*Activity*: Locate the string "warn" in the records below. Copy every line where it occurs.

*Material provided*:
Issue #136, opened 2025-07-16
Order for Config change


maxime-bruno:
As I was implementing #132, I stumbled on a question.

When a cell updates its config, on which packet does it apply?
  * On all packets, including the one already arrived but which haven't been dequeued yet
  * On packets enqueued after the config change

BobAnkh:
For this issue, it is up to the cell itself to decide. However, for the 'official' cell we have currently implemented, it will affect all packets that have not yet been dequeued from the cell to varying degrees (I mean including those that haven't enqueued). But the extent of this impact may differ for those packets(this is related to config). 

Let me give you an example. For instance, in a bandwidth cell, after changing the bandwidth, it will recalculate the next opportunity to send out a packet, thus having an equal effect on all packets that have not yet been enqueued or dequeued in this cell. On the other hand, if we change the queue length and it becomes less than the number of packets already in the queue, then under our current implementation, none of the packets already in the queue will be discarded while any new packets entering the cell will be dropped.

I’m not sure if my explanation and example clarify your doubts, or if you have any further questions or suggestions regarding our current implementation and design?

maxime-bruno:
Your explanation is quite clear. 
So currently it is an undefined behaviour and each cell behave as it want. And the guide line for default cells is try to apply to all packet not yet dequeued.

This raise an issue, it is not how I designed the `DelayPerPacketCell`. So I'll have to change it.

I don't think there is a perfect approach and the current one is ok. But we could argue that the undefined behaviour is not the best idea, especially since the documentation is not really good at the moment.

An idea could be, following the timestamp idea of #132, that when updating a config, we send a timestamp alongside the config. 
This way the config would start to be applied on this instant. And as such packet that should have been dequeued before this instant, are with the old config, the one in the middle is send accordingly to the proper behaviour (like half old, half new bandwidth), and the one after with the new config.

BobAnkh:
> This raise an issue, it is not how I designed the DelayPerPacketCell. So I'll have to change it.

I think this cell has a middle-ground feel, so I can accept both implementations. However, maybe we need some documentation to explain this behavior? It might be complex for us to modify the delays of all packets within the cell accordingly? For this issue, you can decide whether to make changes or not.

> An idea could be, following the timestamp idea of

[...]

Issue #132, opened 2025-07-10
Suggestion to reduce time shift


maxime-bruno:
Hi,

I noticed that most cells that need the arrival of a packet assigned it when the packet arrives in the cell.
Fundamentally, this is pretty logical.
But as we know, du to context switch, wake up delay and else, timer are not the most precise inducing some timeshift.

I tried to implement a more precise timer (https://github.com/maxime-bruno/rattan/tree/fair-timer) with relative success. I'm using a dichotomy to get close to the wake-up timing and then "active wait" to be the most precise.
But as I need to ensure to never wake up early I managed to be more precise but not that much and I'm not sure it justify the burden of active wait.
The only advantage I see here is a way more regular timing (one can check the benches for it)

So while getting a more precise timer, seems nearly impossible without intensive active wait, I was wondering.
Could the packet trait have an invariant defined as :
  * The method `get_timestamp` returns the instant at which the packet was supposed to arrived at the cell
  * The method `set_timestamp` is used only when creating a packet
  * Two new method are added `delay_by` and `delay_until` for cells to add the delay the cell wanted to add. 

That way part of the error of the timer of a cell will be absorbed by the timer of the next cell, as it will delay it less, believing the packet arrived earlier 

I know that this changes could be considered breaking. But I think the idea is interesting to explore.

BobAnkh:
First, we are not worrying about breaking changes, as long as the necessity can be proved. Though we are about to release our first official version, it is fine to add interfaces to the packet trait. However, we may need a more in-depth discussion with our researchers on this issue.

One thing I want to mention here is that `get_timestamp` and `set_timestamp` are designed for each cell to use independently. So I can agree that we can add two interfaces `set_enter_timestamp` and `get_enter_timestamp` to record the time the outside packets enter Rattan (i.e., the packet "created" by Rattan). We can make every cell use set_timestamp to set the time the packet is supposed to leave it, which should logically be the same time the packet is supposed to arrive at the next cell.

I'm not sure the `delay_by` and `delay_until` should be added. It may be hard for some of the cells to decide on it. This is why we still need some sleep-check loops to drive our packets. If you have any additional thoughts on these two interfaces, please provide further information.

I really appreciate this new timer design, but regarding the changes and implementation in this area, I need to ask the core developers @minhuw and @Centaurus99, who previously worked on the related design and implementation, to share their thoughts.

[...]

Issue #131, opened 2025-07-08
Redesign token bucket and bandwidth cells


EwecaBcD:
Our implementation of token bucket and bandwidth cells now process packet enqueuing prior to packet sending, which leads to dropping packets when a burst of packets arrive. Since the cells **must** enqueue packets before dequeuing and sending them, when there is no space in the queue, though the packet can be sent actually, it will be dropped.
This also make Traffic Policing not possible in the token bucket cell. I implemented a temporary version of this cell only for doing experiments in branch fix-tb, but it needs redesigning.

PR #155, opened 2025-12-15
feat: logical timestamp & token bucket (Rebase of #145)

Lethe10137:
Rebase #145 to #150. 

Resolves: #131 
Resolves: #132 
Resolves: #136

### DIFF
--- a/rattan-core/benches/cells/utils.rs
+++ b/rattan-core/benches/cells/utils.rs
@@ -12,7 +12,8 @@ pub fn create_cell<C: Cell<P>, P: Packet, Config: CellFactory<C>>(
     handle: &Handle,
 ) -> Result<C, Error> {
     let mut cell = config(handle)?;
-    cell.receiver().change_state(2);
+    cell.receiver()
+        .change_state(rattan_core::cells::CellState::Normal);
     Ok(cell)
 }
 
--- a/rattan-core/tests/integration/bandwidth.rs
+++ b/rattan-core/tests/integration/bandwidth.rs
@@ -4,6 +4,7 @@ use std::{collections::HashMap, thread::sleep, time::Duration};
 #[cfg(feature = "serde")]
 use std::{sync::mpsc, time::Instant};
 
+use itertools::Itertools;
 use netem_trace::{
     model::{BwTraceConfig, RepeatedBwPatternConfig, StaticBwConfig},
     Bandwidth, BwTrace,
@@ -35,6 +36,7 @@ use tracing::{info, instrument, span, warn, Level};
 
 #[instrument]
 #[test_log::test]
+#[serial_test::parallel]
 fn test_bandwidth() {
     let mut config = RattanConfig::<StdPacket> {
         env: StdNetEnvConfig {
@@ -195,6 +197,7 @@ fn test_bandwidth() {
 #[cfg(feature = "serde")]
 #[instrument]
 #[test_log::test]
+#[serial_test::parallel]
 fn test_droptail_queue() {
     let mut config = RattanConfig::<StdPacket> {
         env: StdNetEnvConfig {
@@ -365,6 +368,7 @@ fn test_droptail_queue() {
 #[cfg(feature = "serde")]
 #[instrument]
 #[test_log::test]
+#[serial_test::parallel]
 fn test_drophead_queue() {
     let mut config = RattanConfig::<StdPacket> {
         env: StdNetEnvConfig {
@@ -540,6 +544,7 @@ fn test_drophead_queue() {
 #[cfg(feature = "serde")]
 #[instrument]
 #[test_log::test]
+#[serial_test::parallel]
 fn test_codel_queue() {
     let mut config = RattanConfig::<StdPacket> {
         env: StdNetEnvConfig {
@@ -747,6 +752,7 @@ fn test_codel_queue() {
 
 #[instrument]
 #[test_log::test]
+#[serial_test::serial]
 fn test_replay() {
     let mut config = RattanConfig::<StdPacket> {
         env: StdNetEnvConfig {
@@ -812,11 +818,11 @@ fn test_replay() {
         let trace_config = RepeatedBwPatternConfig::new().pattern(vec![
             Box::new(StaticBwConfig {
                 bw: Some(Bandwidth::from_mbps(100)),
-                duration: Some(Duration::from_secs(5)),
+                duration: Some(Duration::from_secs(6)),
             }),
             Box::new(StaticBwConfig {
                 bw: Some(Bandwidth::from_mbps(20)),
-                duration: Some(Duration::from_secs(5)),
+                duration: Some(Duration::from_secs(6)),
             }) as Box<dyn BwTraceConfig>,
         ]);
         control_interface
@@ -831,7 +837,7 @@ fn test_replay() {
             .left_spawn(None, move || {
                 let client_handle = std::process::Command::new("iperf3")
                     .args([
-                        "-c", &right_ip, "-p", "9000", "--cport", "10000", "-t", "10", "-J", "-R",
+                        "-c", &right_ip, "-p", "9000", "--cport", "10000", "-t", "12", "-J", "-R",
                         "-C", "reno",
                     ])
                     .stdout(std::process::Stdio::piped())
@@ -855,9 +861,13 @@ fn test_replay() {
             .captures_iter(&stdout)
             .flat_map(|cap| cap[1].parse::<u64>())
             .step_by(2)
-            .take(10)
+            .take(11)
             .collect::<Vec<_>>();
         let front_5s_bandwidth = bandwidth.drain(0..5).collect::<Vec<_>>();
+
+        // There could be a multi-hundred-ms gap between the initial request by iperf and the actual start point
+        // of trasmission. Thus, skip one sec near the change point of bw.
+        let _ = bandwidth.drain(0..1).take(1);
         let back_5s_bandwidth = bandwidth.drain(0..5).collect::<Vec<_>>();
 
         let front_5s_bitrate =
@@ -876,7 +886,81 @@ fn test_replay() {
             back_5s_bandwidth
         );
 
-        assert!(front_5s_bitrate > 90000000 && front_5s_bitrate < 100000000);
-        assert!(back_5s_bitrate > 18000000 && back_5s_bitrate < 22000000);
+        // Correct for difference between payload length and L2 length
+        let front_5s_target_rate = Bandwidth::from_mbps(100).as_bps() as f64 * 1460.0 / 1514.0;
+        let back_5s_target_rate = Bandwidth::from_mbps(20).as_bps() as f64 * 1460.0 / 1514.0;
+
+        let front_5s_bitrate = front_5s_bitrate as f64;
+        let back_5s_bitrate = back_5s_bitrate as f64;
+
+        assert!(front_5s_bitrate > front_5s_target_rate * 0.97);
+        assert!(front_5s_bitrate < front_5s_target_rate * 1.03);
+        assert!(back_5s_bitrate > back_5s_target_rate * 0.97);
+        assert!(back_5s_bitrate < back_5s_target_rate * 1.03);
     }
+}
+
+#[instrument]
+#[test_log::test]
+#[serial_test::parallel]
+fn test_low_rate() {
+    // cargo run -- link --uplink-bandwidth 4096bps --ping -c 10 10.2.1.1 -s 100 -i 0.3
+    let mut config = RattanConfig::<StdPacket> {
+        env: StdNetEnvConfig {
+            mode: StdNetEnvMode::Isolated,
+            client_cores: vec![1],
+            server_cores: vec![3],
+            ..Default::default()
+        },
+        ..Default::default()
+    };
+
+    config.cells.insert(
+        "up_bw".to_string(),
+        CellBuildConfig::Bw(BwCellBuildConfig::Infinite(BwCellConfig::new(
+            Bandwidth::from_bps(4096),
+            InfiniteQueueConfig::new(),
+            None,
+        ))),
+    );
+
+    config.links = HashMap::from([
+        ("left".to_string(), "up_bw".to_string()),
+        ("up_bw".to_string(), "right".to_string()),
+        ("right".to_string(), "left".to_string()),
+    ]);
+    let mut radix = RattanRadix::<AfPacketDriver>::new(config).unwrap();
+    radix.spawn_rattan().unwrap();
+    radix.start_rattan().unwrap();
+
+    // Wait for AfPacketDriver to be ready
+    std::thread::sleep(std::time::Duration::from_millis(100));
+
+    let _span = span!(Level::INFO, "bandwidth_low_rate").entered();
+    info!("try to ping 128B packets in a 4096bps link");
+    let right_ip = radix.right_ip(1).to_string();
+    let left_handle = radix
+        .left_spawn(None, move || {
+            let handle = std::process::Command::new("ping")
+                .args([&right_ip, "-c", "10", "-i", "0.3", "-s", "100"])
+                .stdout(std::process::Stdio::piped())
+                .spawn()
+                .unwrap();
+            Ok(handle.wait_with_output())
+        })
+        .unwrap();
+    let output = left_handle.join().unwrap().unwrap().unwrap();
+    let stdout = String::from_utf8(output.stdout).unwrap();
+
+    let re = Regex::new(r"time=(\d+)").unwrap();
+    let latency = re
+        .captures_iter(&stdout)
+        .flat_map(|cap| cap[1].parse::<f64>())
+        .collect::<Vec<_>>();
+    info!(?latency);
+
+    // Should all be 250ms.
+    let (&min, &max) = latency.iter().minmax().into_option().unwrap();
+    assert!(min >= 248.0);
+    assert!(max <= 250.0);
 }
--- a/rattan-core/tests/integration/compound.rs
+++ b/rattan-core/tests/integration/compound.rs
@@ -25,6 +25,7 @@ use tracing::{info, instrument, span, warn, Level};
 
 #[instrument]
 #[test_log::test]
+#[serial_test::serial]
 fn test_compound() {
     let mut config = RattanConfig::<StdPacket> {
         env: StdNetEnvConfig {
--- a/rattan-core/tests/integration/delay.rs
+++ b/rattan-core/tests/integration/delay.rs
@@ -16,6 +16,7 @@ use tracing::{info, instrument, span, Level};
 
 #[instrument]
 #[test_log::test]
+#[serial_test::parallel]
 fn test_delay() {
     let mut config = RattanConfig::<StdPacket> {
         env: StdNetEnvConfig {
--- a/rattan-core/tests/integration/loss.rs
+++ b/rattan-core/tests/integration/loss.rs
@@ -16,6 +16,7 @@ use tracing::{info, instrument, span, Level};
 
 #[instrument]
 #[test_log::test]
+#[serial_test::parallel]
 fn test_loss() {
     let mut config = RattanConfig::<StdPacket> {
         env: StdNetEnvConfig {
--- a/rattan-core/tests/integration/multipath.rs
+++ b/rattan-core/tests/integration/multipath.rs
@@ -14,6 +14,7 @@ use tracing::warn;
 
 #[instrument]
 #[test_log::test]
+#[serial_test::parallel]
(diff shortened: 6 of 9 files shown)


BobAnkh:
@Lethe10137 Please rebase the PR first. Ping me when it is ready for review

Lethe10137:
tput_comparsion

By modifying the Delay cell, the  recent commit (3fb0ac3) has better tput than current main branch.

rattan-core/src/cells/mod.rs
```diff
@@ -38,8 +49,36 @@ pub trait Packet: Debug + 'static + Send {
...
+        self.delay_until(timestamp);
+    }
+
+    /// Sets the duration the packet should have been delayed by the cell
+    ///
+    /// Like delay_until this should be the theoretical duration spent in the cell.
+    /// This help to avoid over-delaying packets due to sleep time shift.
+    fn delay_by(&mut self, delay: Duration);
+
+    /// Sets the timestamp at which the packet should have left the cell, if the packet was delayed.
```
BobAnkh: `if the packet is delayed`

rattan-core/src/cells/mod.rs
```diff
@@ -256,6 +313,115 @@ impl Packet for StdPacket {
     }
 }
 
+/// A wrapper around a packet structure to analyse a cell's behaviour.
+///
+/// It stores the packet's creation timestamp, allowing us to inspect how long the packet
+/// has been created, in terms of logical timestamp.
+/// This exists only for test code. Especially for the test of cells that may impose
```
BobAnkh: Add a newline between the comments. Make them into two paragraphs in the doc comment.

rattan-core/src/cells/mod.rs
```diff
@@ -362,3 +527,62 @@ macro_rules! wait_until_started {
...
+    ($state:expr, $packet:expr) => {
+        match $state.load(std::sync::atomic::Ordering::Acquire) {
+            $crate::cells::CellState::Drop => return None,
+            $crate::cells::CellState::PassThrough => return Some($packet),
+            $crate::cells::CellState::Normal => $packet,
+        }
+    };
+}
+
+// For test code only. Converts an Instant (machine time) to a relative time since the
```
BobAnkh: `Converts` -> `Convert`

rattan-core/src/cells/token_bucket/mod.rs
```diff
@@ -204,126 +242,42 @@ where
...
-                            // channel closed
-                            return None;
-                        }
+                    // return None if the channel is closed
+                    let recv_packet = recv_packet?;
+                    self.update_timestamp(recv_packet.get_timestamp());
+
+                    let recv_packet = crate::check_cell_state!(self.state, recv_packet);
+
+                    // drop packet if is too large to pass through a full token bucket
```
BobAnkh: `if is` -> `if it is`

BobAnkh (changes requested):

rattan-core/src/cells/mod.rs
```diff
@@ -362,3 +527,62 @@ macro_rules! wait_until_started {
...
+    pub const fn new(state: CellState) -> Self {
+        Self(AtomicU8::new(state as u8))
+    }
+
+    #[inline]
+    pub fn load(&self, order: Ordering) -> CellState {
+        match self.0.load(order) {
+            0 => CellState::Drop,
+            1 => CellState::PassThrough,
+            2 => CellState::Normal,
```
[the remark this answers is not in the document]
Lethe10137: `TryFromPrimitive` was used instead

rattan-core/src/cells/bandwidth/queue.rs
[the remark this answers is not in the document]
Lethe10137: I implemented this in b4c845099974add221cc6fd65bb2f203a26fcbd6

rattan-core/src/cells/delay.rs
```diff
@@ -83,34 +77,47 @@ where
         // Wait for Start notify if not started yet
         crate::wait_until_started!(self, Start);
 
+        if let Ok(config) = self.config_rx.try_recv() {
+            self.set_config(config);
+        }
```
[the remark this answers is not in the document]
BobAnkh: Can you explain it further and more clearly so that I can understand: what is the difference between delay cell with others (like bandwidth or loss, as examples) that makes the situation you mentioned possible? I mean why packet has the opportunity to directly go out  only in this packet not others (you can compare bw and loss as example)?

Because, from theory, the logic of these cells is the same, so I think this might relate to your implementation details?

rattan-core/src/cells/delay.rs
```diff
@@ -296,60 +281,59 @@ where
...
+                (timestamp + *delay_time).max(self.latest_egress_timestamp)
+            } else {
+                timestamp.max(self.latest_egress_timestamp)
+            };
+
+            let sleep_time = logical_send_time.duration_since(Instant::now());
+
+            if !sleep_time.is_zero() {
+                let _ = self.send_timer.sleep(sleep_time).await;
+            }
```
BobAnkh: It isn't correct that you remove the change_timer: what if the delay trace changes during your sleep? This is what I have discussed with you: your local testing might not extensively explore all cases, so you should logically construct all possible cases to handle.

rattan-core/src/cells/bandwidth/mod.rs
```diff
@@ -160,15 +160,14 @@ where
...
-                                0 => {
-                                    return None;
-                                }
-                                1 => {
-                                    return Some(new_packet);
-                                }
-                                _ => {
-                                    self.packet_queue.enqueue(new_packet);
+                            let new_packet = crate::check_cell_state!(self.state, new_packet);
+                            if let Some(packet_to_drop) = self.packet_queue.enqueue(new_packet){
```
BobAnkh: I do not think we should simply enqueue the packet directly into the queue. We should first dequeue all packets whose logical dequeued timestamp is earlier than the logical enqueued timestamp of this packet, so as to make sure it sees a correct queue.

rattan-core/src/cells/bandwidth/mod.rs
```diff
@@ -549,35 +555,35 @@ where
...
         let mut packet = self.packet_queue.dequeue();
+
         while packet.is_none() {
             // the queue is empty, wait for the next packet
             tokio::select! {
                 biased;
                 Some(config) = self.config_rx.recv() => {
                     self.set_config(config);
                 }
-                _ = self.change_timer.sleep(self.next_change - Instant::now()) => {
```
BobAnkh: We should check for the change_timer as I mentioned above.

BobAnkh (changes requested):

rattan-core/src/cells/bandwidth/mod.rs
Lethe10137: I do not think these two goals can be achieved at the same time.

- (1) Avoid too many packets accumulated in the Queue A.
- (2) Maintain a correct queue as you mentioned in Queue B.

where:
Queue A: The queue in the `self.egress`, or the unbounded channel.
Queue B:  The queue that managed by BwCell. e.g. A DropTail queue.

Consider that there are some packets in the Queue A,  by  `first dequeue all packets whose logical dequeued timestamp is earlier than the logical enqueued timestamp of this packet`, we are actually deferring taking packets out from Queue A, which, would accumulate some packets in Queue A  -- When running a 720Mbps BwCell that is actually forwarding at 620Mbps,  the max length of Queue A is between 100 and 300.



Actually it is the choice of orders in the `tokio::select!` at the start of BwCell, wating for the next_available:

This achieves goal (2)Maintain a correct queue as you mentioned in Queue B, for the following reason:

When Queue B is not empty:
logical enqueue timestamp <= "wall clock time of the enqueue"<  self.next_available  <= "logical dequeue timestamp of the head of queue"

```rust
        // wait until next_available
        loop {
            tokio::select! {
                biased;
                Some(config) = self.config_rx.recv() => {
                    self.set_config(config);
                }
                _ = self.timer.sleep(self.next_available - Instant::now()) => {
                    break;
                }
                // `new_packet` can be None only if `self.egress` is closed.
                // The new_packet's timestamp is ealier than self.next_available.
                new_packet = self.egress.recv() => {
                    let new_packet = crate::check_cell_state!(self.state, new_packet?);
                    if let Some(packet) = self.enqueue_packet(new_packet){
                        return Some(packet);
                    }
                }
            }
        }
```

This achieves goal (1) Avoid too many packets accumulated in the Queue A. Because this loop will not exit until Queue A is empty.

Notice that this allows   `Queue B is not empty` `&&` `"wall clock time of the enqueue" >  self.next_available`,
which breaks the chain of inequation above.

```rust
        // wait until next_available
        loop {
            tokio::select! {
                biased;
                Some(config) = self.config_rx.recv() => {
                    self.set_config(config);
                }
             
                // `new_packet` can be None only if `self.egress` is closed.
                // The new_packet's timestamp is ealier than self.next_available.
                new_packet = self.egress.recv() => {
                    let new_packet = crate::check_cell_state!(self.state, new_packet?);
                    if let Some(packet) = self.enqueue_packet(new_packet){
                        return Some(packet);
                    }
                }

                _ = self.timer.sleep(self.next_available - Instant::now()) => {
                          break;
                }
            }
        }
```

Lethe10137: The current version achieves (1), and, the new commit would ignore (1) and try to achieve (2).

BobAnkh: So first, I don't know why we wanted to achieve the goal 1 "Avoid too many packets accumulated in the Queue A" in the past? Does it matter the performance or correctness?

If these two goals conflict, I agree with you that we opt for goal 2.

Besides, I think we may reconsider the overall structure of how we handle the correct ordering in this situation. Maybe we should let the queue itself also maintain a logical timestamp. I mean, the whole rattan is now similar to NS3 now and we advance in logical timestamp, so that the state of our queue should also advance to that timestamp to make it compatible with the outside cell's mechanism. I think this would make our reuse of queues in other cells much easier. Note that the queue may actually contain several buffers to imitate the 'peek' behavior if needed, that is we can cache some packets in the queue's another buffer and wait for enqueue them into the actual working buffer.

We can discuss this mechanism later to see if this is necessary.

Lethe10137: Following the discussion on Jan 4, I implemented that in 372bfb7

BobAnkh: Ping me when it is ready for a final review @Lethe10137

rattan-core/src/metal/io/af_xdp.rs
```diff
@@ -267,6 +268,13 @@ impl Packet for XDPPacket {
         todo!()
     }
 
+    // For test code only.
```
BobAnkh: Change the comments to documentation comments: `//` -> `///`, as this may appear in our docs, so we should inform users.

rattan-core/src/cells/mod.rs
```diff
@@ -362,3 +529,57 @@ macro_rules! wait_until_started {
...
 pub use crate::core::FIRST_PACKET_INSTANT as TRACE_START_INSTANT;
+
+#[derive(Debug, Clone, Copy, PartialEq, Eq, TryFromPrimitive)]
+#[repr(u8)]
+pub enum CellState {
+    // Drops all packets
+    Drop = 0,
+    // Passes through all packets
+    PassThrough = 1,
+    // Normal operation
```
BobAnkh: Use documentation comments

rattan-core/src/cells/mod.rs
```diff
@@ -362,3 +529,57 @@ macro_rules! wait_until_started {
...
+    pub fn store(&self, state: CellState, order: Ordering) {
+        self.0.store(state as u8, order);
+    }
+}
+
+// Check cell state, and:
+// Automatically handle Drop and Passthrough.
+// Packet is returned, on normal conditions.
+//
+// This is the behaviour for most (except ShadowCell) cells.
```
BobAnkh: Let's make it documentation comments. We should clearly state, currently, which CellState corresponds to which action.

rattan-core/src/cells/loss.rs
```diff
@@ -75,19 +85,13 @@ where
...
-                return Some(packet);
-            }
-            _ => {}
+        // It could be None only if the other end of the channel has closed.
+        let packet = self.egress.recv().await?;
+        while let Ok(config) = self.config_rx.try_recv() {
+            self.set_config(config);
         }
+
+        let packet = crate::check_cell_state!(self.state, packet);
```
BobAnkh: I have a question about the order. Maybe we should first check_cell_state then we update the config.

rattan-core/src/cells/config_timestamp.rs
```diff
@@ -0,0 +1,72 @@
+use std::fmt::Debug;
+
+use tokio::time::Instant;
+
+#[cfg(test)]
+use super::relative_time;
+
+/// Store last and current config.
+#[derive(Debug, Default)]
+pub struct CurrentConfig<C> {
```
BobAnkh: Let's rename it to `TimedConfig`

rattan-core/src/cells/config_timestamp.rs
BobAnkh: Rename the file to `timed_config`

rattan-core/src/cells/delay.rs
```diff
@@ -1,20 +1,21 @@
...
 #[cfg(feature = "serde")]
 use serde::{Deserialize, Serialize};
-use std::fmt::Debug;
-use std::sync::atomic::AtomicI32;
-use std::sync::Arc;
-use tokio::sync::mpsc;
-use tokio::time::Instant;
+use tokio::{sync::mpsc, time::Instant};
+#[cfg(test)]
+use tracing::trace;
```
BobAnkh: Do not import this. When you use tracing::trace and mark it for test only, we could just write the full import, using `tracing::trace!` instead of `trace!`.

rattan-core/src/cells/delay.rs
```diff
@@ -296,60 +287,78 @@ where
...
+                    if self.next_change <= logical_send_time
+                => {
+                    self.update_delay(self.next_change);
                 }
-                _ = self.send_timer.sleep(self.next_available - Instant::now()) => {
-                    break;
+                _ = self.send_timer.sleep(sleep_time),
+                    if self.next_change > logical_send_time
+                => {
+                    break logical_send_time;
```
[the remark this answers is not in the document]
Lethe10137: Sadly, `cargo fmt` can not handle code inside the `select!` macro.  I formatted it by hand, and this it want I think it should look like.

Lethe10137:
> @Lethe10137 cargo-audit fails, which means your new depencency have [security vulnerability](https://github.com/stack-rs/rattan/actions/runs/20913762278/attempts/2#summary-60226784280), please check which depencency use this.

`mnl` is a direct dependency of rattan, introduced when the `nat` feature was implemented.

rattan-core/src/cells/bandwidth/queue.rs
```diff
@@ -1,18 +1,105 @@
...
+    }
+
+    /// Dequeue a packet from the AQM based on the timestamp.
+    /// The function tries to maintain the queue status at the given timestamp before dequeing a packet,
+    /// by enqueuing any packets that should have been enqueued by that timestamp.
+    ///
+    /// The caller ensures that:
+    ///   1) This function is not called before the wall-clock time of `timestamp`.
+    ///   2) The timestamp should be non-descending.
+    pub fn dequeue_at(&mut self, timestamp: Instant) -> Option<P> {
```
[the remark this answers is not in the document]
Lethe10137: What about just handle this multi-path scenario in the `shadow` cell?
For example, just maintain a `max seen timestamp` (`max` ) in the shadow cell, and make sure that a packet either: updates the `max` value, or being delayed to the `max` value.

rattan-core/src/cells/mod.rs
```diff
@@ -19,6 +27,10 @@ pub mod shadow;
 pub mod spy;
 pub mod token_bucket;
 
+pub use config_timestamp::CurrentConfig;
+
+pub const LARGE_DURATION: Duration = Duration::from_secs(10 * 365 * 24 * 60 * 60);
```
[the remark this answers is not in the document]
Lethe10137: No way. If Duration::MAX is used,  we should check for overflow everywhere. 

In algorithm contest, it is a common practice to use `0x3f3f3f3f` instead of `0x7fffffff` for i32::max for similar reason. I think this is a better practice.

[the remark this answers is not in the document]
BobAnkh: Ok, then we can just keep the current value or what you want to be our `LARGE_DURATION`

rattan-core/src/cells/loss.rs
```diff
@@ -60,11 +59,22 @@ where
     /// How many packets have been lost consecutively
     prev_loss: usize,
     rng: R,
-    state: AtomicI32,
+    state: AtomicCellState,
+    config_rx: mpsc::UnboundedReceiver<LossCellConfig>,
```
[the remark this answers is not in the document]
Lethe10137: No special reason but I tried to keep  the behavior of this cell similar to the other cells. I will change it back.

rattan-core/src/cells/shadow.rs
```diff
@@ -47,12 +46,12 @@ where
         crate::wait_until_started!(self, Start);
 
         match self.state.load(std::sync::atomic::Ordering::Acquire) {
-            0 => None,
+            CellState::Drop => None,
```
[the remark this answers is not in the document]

*Answer area*:
@@ -35,6 +36,7 @@ use tracing::{info, instrument, span, warn, Level};
@@ -25,6 +25,7 @@ use tracing::{info, instrument, span, warn, Level};
@@ -14,6 +14,7 @@ use tracing::warn;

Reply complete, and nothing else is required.